A Lebanese Inspired Thanksgiving Celebration

We had a wonderful Thanksgiving this year.  Hope you did as well!

Our meal was quite traditional — inspired by the recipes from The Pioneer Woman. Her brined roasted turkey and yukon gold mashed potatoes were a big hit! After all, that’s one of reasons Ree won the Thanksgiving Throwdown with Bobby Flay.

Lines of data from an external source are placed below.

PR #4651, opened 2018-03-12
Kazoo EDoc

icehess:
This is currently working. It is slow and huge in size (around 800MB), but for now it's okay (please agree with me on this).

Moving side bar to it own [web component](https://www.webcomponents.org/)  (or react component) takes more time than I expected. This can be done at later time since the whole sidebar is copied to every html file is consuming  over 500MB ! Also is painfully makes rendering slow.

Search feature is primitive, it doesn't understand non alphanum characters (like `cb_devices` won't work but `cb devices` will). Basically you have to provide a bunch simple of words. You can search base some field like `fun`, `app`, `module`, `type` and `desc` like `fun:*migrate*` (which will match any function name which has migrate, probably taking stemming into account too). Read more about searching [here](https://lunrjs.com/guides/searching.html).

This fine for now until I found a better library for full-text searching.

Generated documents are put in `doc/edoc` folder. Intermediate JSON files containing the each module doc are store temporary into `doc/edoc/tmp` which later will be read again to render the HTML.

Entry point for generating edoc is `ERL_LIBS=deps/:core/:applications/ scripts/kz_docgen.escript`.

You have to build kazoo before, and installing `nodejs` and `sudo npm install -g lunr` (If you want to have search index file generated).


core/kazoo_ast/src/kz_edoc_layout.erl
```diff
@@ -0,0 +1,1240 @@
...
+is_block_element(_) -> false.
+
+-spec par_flush([#xmlElement{}], [exporty_thing()], [exporty_thing()]) -> [exporty_thing()].
+par_flush(Es, [], Bs) ->
+    make_paraghraph(Es, [], Bs);
+par_flush(Es, As, Bs) ->
+    make_paraghraph(Es, [], Bs ++ [{p, As}]).
+
+-spec get_elem(atom(), [#xmlElement{}]) -> [#xmlElement{}].
+get_elem(Name, [#xmlElement{name = Name} = E | Es]) ->
```
jamesaimonetti: Can you look at using/expanding kz_xml for these types of operations? Would be good to expand that functionality for others to build on as well.

icehess: I can, but don't forget that this file is exactly `edoc_layout` module from `edoc` app itself with some changes like return proplist instead of html and specs added and some other minor changes.

And currently it doesn't have any dependency on anything other than erlang itself.

core/kazoo_ast/src/kz_edoc_layout.erl
```diff
@@ -0,0 +1,1240 @@
...
+
+-spec seq(fun((#xmlElement{}) -> exporty_thing()), [#xmlElement{}], string(), [string()]) -> [exporty_thing()].
+seq(F, [E], _Sep, Tail) ->
+    F(E) ++ Tail;
+seq(F, [E | Es], Sep, Tail) ->
+    F(E) ++ [Sep] ++ seq(F, Es, Sep, Tail);
+seq(_F, [], _Sep, Tail) ->
+    Tail.
+
+-spec filter_empty([{atom(), list() | iolist() | binary()}]) -> [{atom(), list() | iolist() | binary() | tuple() | atom() | boolean()}].
```
jamesaimonetti: 2 questions:

1. Why not use `kz_term:proplist()` and `kz_term:proplist_property()` here and in `is_not_empty/1`?
2. Why not use `props:filter_empty/1` (or `props:filter/2` passing in `is_not_empty/1`) instead?

I think the discrepancy in the return type vs the input type is causing dialyzer (via `scripts/dialyze-changed.bash`) to complain that `kz_edoc_layout.erl:353: Function function/3 has no local return`. If you remove the call to `filter_empty/1` in that function then dialyzer is happy. When I changed the types to use our proplist types, dialyzer is happy.

core/kazoo_ast/src/kz_edoc_layout.erl
jamesaimonetti: Is there a reason to avoid Kazoo modules as dependencies though?

icehess:
Closing this for now until I fixed the remaining crash issues in the layout module.

PR #4653, opened 2018-03-13
fix file name for dev VM args

k-anderson:


jamesaimonetti:
Honestly, I'd rather remove those scripts and run the release:

`make build-dev-release` then `make release REL=kazoo_apps` and `make release REL=ecallmgr` get you there (including having reloader run).

PR #4675, opened 2018-03-20
KAZOO-5800: Re-check for call restrictions after shortdial correction

harenson:


applications/callflow/src/cf_route_win.erl
```diff
@@ -375,6 +374,23 @@ get_incoming_security(Call) ->
...
+    DefaultEndpointId = kapps_call:authorizing_id(Call),
+    kapps_call:kvs_fetch(?RESTRICTED_ENDPOINT_KEY, DefaultEndpointId, Call).
+
+-spec include_denied_call_restrictions(kapps_call:call()) -> kapps_call:call().
+include_denied_call_restrictions(Call) ->
+    case kz_endpoint:get(get_endpoint_id(Call), Call) of
+        {'error', _R} ->
+            Call;
+        {'ok', JObj} ->
+            CallRestriction = kz_json:get_value(<<"call_restriction">>, JObj),
```
jamesaimonetti: Use the more specific getters when you can: `get_json_value/2` (maybe with a default `kz_json:new()`?) and `get_ne_binary_value/2` on the next line.

applications/crossbar/priv/couchdb/schemas/kapi.offnet_resource.req.json
```diff
@@ -77,6 +77,9 @@
         "Custom-SIP-Headers": {
             "type": "object"
         },
+        "Denied-Call-Restrictions": {
```
jamesaimonetti: Are they really a string? Or should this be an object? You can hint at it in the kapi module using a validator or you can manually correct this schema.

jamesaimonetti:
@harenson i refactored a bit; mind checking if things are still working on your tests? Will merge if you agree :)

PR #5617, opened 2019-03-23
PISTON-710: don't do give away when a graceful shutdown in progress

danielfinke:
During acdc shutdown, such as when restarting it through kapps_controller, there is a hang due to a race condition in the ETS table give_away code. As acdc_stats is shutdown, it sends an ETS-TRANSFER of the tables it was writing back to the original acdc_stats_etsmgr procs. This event will always reach the acdc_stats_etsmgr procs before they terminate. However, this means that the give_away message sent by the acdc_stats_etsmgr procs has a chance to come back to them before they are terminated. If this happens, they will try to run find_ets_mgr/2 which asks the acdc_stats_sup for the stats_srv. This is a deadlock, because acdc_stats_sup is in the midst of its supervision tree shutdown procedure.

Before the meal, we enjoyed these fantastic Mediterranean-style deviled eggs that my brother-in-law Ziad made.  These olive-studded deviled eggs are a tradition in the Shuman house and I would highly recommend! You won’t find any mayonnaise in these eggs, instead you add a squirt of yellow mustard to the mashed yolks along with chopped green olives with pimientos (Ziad used Goya brand) and moisten with some of the olive juice.  I liked how he put the yolk mixture in a large ziploc bag to transport to our house, and then cut off a corner to squirt into the cooked egg whites. Once all two dozen eggs were filled, he sprinkled with smoked paprika.  Delicious!


Thanksgiving day was all-American, but the day after belonged to Lebanon. No Black Friday shopping for us. Instead, we spent the day making all sorts of Lebanese dishes.  My father-in-law Tarek spotted some leftover fresh thyme that I had used in my stuffing and had an idea to make one of his favorite appetizers:  fresh thyme or zaatar salad.  In Lebanon, you’ll find larger leaf thyme or zaatar that’s often served as a salad, much like fattoush or rocca salad (similar to arugula).  But here in the U.S., the smaller sprigs of thyme are more common, which make it ideal for the appetizer.


To make the fresh thyme appetizer, you’ll need 1 bunch of fresh thyme, 1-2 green onions, 1 lemon, olive oil and pomegranate molasses or syrup — which I’ve written about before and you just have to buy!  Some times Whole Foods will carry this Lebanese staple, but they’ve been frequently out of stock.  You might find in some of the larger supermarkets (Middle Eastern section), otherwise, you’ll need to visit a Middle Eastern market, order it online or make your own with pomegranate juice.  Here’s a recipe from Alton Brown that’s worth trying.  We’re lucky to have several great Lebanese markets here in Chicago where I buy pomegranate molasses — which has become quite the trendy ingredient.  My husband predicts it’s the new balsamic vinegar. Just you wait.

Here’s what you do: Strip off the leaves of thyme sprigs and chop, slice the green onions and add, toss in a dressing made with fresh lemon juice, pomegranate molasses and olive oil. Scoop up with pita bread. It’s such a bright, refreshing flavor – quite unique to anything else.  You can make it without pomegranate syrup, but I think it’s a defining flavor, so I highly recommend!


Our mezze included spinach pies and cheese manoushe, that we picked up at Sanabel Bakery on Kedzie Street in Chicago.

IMG_0936Lebanese spiced lamb pizza lahm bi ajeen

IMG_0943that we cut into slices like pizza.


Our dinner featured grilled chicken wings marinated in a garlicky lemon juice and olive oil mixture with lots of sumac. The wings were served with toum, a Lebanese garlic sauce that’s as common as ketchup in the U.S.  We also made tabouli and hummus, of course.


My nephew Kareem loves to make what his dad calls a Lebanese taco — a romaine lettuce leaf spread with hummus and topped with tabouli.  It was a rather nice creation I must admit.


What a wonderful blend of cultures during this American holiday.